**Assignment:**
Every line of the records that holds the word "output" should be copied.

··· Source records

PR #187, opened 2014-09-29
Don't require matching countries for tax-free company orders

samuelvogel:
When shipping to companies in a tax-free country (should be EU, since non-EU/ROW countries are completly tax-free anyways) it does not matter where the invoice is adressed to, just shipping it to a destination outside Germany (respectivly the country where the shop is run from) makes it tax-free.

For reference see the German law [§ 6a Abs. 1 UStG](http://www.gesetze-im-internet.de/ustg_1980/__6a.html):

> Eine innergemeinschaftliche Lieferung [...] liegt vor, wenn [...] Der Unternehmer oder der Abnehmer hat den Gegenstand der Lieferung in das übrige Gemeinschaftsgebiet befördert oder versendet;


samuelvogel:
I also can't find this behavior documented anywhere, so a normal Shopware admin (without source code knowledge) would be confused why the option `Steuerfrei für Unternehmen` does not work when a company from Luxembourg orders with shipping to Ireland.

PR #188, opened 2014-10-02
Include the country in the address comparison

svenmuennich:
Currently, the address comparison in the backend order details does not include the countries of the billing and shipping addresses. However, since some customers change the country to get around certain country restrictions, it is important to compare the countries, too. This PR adds this check, by comparing the `countryId`s of the two addresses.

Because this fix is located in the ExtJS backend order app, I didn't include test cases.

### DIFF
--- a/UPGRADE.md
+++ b/UPGRADE.md
@@ -1,6 +1,10 @@
 # Shopware Upgrade Information
 In this document you will find a changelog of the important changes related to the code base of Shopware.
 
+## 4.3.2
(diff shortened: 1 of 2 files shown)


svenmuennich:
I updated my commit to include also `department`, `salutation` and `city` in the address comparison. Additionally I also made `department` and `salutation` visible in the addresses in the backend order overview. This will make the applied comparison comprehensible to the user.

PR #395, opened 2015-12-15
Fixed manufacturer link output in emotion slider

ascheider:
Manufacturer slider builds url's always for the listing.
So if you defines url 'Link to manufacturer website' in shopware backend
image
it has no affection to the output. With this patch you will be able to overwrite the standard listing url.


janbuecker:
The current behaviour is like intended to be. We won't fix this issue. Closing this PR.

PR #396, opened 2015-12-15
defuse voucher code query timebomb

jhofm:


jhofm:
Okay, that might have been a tad drastic. Still, this needs to be adressed somehow.

jhofm:
jesus, i intended to close my other pull request. i'll restore this tomorrow.

PR #397, opened 2015-12-15
remove detachment of shop instances for fun and profit

jhofm:
not expecting to get this approved; honestly i only want to see if the tests pass when shop instances are not generally detached from the ORM or if the world does actually explode. which would be about the only thing worse than having multiple main shops all of the sudden because somebody sent an email and the entity manager was flushed afterwards.


jhofm:
Okay, this was a bit drastic. Still, those detached shop instances floating around everywhere are timebombs with all those \Shopware()->Models()->flush() calls about. ;) This should be adressed somehow; it is basically my main concern in upgrading prod towards Shopware 5 currently.

PR #398, opened 2015-12-15
Vouchercode query fix

jhofm:
Restored pull request after i accidentally closed the original one. Sorry about the additional carbon footprint.


jhofm:
wrong branch, apologies. multitasking, late hours and code do not mix. see you tomorrow. -.-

······

**Your solution:**
Fixed manufacturer link output in emotion slider
it has no affection to the output. With this patch you will be able to overwrite the standard listing url.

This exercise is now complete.